Third International Chinese Language Processing Bakeoff

Third International Chinese Language Processing Bakeoff
Bakeoff 2006 Result Submission Instructions

Thank you for participating in the 3rd International Chinese Language Processing Bakeoff. Please read this page completely: it contains very important information on result submission.

You should submit your results by email to me at this address:

levow@cs.uchicago.edu

The subject of the message should be

Bakeoff 2006 Result Submission

The message should be sent by the primary investigator, i.e., the one who registered for participation. This is how I will match your submission to your registration.

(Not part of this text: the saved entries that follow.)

PR #4220, opened 2025-02-05
Fix TSAN reportings for ZeroMQ

awelzel:


src/cluster/backend/zeromq/ZeroMQ.cc
```diff
@@ -227,7 +218,9 @@ bool ZeroMQBackend::DoInit() {
     // Setup connectivity between main and child thread.
     main_inproc.bind("inproc://inproc-bridge");
     child_inproc.connect("inproc://inproc-bridge");
-    self_thread = std::thread(self_thread_fun, this);
+
+    // Thread is joined in backend->DoTerminate(), backend outlives it.
```
bbannier, line 222: Since this is not a `jthread`, but just a `thread` it will not autojoin on destruction; let's add a destructor for `ZeroMQ` so we do not leak this thread under any circumstances. If `DoTerminate` is idempotent we might be able to just call it in the dtr for cleanup (in a `try`/`catch` to prevent throwing from a dtr).

And if I understand correctly, as written this change here just fixes style, but doesn't change behavior at all.

src/cluster/backend/zeromq/ZeroMQ.cc
```diff
@@ -356,7 +349,10 @@ bool ZeroMQBackend::DoPublishLogWrites(const logging::detail::LogWriteHeader& he
 }
 
 void ZeroMQBackend::Run() {
-    util::detail::set_thread_name(zeek::util::fmt("zmq-%p", this));
+    char name[4 + 2 + 16 + 1]; // zmq-0x<8byte pointer in hex><nul>
```
bbannier, line 352: This is default-initializing the elements (i.e., they'll have random values), let's instead zero-initialize them.

```suggestion
    char name[4 + 2 + 16 + 1]{}; // zmq-0x<8byte pointer in hex><nul>
```

For me `printf("%p", this)` seems to return a a string with 12 values, so properly initializing the buffer would prevent us potentially reading unit memory. The docs for `set_thread_name` state

>  OS limitations typically truncate the name to 15 bytes maximum.

so a big part might be thrown away anyway 🤷.

bbannier (approved):

src/cluster/backend/zeromq/ZeroMQ.cc
awelzel: > seems to return a string of length 11

This will depend on the address of `this`, with 8 byte pointers this could be larger, but yes, the name is truncated by the OS.

> properly initializing the buffer would prevent us potentially reading uninit memory

`snprintf()` will null terminate (so the extra null assignment I added is superflous, actually) - so this shouldn't be a concern.

src/cluster/backend/zeromq/ZeroMQ.cc
awelzel: Correct, no change in functionality. Let me see about the destruction, thanks!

Please use the following conventions:

Submit a single archive file (.zip, .rar, .tar.gz, or .tar.bz2) containing your output file(s). Do this even if you are submitting a single result file.
The archive should be named with the email user id of the submitter. For example, "levow@cs.uchicago.edu" would submit "levow.zip".

Each test file should be named X_test_result_TASK_[OC]_Y.Z where

X	is the name of the corpus: ckip, cityu, msra, upuc, ldc
TASK	is whether the result is for Word Segmentation (WS) or Named Entity Recognition (NER)
[OC]	is whether the result is for the Open or Closed track
Y	is an optional identifier (a lower-case letter) for multiple runs of the system
Z	is the file suffix, .txt or .utf8

For example, the results of running the UTF-8 encoded cityu corpus in the closed track of the Word Segmentation task in a single run would be

cityu_test_result_WS_C.utf8

Running the GB version of the Microsoft corpus in the open track for Named Entity Recognition with two alternate systems would be

msra_test_result_NER_O_a.txt msra_test_result_NER_O_b.txt

Note that 'a' and 'b' is used to distinguish two separate runs on this corpus.

The format for the file should be consistent with the NON-XML format of the training data for that task.

Specifically, for word segmentation, the results file should appear with one line for each sentence/line in the test file with words and punctuation separated by whitespace.

For named entity recognition, the results file should be in CoNLL two column format, with one character per line with the appropriate tag in the second column separated by a single whitespace character. The primary format will be that of the Co-NLL NER task 2002, adapted for Chinese. The data will be presented in two-column format, where the first column consists of the character and the second is a tag. The tag is specified as follows:

Tag	Meaning
0 (zero)	Not part of a named entity
B-PER	Beginning character of a person name
I-PER	Non-beginning character of a person name
B-ORG	Beginning character of an organization name
I-ORG	Non-beginning character of an organization name
B-LOC	Beginning character of a location name
I-LOC	Non-beginning character of a location name
B-GPE	Beginning character of a geopolitical entity
I-GPE	Non-beginning character of a geopolitical entity

The deadline for which I will accept result submissions is 14:00 GMT on Wednesday, May 17. Results received after this time will not be scored unless the team can provide me with a *very* good reason to allow the extension (e.g., the building burned down, the national computer network went down, etc.)

To minimize confusion, 14:00 GMT on 2006/05/17 is:

07:00 2006/05/17 in San Francisco
10:00 2006/05/17 in New York
22:00 2006/05/17 in Hong Kong
22:00 2006/05/17 in Beijing
22:00 2006/05/17 in Taipei
22:00 2006/05/17 in Singapore
23:00 2006/05/17 in Seoul
23:00 2006/05/17 in Tokyo